Questa nuova moda ha privato la chiesa della sua ‘sacralità’ togliendole il senso del ‘mistero’, mettendo in risalto più l’uomo, che Dio. Il prete all’altare diventa  un attore più che un ministro di Dio; l’altare diventa come un palcoscenico; l’assemblea diventa una platea; il canto un concerto più o meno urlato, sorretto da una band.  La chiesa stessa diventa un auditorium in cui si fanno determinate celebrazioni: battesimi, matrimoni, messe, funerali, per poi vuotarsi di notte e di giorno.  Entrando in chiesa nelle diverse ore del giorno è raro trovare gente che prega, in adorazione; al massimo si trova qualcuno davanti ‘all’immagine’ della Madonna, o del Sacro Cuore, o di Santa Rita, ma il ‘Santissimo’ presente nel tabernacolo, è ignorato! Alle adorazioni pubbliche del venerdì, vedi sempre le stesse facce: tre suore e 4 anziane dai 70 agli 80!, le stesse che frequentano abitualmente la Messa e i Sacramenti! A Natale e a Pasqua vedi uno sciame di chierichette/i che corrono su e giù per l’altare, mentre nelle feste abituali e nei giorni feriali vedi il prete solo soletto che per fortuna sa cavarsela anche da solo. Dei ragazzi, degli adolescenti, dei giovani…nemmeno l’ombra!

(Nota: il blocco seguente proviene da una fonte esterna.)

PR #273, opened 2025-02-26
Jl/accessibility improvements

jrlarano:
Relates to: https://github.com/tjek/octopus/issues/662

### DIFF
--- a/lib/kits/core-ui/components/helpers/component.ts
+++ b/lib/kits/core-ui/components/helpers/component.ts
@@ -495,7 +495,7 @@ export const getTotalQuantityByOffer = (savedOffers, offerId) => {
 export const formatDateForReader = (date) => {
     const dateFormat = new Date(date);
 
-    return new Intl.DateTimeFormat('en-US', {
+    return new Intl.DateTimeFormat(navigator.language || 'en-US', {
         month: 'long',
         day: 'numeric'
     }).format(dateFormat);
--- a/lib/kits/core-ui/components/helpers/component.ts
+++ b/lib/kits/core-ui/components/helpers/component.ts
@@ -491,3 +491,12 @@ export const getTotalQuantityByOffer = (savedOffers, offerId) => {
         return totalQuantity;
     }, 0);
 };
+
+export const formatDateForReader = (date) => {
+    const dateFormat = new Date(date);
+
+    return new Intl.DateTimeFormat('en-US', {
+        month: 'long',
+        day: 'numeric'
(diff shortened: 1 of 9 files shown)


lib/kits/core-ui/components/helpers/component.ts
```diff
@@ -491,3 +491,12 @@ export const getTotalQuantityByOffer = (savedOffers, offerId) => {
         return totalQuantity;
     }, 0);
 };
+
+export const formatDateForReader = (date) => {
+    const dateFormat = new Date(date);
+
+    return new Intl.DateTimeFormat('en-US', {
```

L’emerito Papa Benedetto XVI, che di liturgia se ne intendeva e se ne intende, è decisamente sulla linea della ‘sacralità’ e non della ‘modernità’!

Anche l’attuale Prefetto della Congregazione vaticana per il Culto divino e la disciplina dei Sacramenti, card. ALBERT SARAH, avrebbe già predisposto che dalla prima domenica di Avvento 2016 inizi ‘la Riforma della Riforma liturgica’, che prevede l’altare ‘rivolto a oriente’, esattamente il contrario di ciò che si vorrebbe fare a Cesano.

(Leggere in Internet: ‘card. Albert Sarah.it’)

Si sa comunque che le mode passanoAnche i preti passano, ma per fortuna le chiese restano!

DON GIOVANNI TREMOLADA

 

 INCREDIBILE! LA CHIESA NEL BURUNDI (Africa)

E’ GIA’ PRONTA E FUNZIONANTE. IL SOGNO E’ REALIZZATO!

Più volte ho detto e scritto che prima di morire vorrei lasciare come ricordo del mio Sacerdozio un ALTARE o una CHIESETTA. L’altare è il simbolo più eloquente del sacerdote, anzi il sacerdote si identifica con l’altare e la chiesa è la sua vera casa e dei suoi fedeli.

Avrei voluto aggiudicarmi il nuovo altare della nostra ‘Cattedrale’ di Santo Stefano di Cesano Maderno, completando così  il restauro generale della chiesa eseguito dal parroco don Lino Marelli, (1992-2007). Mancava solo il nuovo altare, tra l’altro già predisposto, sul vecchio presbiterio della chiesa, come previsto dall’ Arch. Mons. Chiappetta, nel suo stile gotico lombardo del primo Nocevento.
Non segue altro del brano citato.